*** Opening of Supplied records ***

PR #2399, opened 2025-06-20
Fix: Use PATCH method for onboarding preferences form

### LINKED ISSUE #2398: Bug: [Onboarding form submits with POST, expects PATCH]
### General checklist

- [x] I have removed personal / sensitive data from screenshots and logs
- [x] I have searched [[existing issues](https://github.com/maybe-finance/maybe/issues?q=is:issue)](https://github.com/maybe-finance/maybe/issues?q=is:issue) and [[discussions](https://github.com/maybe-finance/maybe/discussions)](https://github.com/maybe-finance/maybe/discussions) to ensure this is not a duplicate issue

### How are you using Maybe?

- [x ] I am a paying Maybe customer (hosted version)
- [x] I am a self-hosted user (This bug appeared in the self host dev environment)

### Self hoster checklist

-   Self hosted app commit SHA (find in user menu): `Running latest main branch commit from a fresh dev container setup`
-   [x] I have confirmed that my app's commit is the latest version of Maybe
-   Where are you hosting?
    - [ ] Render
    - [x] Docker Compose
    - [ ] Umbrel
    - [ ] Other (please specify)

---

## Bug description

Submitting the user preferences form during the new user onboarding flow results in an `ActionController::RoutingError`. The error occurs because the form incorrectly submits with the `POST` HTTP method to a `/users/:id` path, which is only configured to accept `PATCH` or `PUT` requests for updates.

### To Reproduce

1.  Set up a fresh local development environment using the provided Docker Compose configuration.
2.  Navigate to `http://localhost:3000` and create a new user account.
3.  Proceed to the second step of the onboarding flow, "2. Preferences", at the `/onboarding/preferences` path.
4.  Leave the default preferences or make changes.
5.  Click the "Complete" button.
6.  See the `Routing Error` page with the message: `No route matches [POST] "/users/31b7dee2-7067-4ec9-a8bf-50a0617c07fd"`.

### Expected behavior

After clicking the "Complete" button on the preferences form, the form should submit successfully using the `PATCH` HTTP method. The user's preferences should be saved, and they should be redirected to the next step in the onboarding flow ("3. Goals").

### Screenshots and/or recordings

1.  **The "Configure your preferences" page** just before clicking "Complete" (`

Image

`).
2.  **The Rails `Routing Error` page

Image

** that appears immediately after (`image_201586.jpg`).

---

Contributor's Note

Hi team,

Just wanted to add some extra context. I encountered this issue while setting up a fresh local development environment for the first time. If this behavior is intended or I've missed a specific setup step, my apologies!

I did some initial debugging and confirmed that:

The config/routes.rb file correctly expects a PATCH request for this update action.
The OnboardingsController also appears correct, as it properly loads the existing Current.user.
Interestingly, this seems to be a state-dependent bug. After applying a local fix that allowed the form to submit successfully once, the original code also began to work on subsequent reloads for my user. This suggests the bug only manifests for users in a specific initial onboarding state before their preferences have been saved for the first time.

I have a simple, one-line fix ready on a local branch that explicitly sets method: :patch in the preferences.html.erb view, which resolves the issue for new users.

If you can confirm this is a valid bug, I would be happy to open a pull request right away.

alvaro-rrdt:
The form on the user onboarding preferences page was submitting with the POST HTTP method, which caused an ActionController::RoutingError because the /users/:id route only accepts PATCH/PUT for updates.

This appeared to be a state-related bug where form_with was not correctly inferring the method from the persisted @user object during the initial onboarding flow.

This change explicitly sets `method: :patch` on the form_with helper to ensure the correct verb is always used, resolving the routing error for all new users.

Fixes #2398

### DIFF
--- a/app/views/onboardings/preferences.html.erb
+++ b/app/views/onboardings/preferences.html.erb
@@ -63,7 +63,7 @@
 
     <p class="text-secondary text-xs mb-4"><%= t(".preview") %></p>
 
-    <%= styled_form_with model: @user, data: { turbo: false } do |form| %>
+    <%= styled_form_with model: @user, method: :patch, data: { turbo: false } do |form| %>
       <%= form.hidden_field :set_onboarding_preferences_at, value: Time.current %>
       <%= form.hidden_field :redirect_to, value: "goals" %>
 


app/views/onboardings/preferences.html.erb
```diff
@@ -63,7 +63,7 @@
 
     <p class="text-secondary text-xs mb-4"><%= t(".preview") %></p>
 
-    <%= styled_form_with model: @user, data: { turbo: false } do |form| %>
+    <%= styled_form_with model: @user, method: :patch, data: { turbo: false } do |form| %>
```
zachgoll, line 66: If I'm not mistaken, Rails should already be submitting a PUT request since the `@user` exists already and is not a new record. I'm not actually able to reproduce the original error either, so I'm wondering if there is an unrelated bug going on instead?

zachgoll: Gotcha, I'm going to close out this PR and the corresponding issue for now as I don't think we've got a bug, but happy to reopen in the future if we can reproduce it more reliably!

*** Close of Supplied records ***

What the task requires: Transcribe the records above exactly, from the opening line down to and including the line with "- [x] I have removed".

Solution:
PR #2399, opened 2025-06-20
Fix: Use PATCH method for onboarding preferences form

### LINKED ISSUE #2398: Bug: [Onboarding form submits with POST, expects PATCH]
### General checklist

- [x] I have removed personal / sensitive data from screenshots and logs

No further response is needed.